Your instructions: Copy out each line of the material below that holds the string "support".
◆ ◆ ◆ ◆ ◆
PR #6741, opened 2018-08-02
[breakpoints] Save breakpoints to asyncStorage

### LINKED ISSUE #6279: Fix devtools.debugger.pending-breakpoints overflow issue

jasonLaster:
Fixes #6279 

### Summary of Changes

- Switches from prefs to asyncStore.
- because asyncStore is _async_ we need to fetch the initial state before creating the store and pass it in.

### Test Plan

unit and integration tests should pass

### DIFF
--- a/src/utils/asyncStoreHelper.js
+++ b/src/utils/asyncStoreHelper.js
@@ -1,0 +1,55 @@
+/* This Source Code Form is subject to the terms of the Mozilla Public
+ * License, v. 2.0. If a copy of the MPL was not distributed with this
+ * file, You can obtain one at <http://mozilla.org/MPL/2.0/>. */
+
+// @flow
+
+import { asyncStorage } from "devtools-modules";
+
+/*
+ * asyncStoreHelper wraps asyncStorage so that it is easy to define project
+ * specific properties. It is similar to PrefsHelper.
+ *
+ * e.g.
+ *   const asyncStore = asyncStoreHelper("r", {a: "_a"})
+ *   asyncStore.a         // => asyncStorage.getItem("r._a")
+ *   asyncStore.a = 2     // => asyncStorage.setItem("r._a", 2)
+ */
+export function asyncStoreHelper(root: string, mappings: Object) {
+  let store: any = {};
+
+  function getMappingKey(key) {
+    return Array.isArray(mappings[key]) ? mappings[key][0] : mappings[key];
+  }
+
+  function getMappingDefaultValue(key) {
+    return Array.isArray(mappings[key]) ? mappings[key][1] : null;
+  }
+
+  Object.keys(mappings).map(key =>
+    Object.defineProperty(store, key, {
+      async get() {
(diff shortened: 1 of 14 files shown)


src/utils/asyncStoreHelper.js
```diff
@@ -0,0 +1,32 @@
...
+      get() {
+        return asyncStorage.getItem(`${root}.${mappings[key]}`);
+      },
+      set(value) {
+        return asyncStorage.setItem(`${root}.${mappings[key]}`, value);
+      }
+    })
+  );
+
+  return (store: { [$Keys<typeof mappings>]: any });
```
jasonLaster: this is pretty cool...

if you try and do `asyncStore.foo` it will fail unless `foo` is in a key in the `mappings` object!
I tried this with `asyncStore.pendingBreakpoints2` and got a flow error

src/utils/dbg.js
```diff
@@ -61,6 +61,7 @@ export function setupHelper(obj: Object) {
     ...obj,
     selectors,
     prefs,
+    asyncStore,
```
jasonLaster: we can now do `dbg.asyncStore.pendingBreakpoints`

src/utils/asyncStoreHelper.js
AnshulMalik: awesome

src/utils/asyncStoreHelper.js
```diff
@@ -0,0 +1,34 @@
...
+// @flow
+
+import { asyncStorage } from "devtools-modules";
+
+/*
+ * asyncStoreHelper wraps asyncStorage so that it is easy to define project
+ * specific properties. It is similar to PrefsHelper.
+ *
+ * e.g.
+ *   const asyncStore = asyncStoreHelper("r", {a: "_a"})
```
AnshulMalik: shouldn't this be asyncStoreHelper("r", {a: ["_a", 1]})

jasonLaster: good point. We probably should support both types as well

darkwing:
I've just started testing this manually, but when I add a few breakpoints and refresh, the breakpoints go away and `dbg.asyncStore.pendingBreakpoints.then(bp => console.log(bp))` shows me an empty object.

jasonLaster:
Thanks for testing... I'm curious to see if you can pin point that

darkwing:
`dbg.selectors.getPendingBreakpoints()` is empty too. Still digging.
◆ ◆ ◆ ◆ ◆
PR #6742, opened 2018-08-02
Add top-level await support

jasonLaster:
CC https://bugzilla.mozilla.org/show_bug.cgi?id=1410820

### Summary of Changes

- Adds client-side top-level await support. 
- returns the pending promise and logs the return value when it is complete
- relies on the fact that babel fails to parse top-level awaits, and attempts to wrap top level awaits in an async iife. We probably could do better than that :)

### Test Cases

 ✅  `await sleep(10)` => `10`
◆ ◆ ◆ ◆ ◆
Exercise solution:
jasonLaster: good point. We probably should support both types as well
Add top-level await support
- Adds client-side top-level await support. 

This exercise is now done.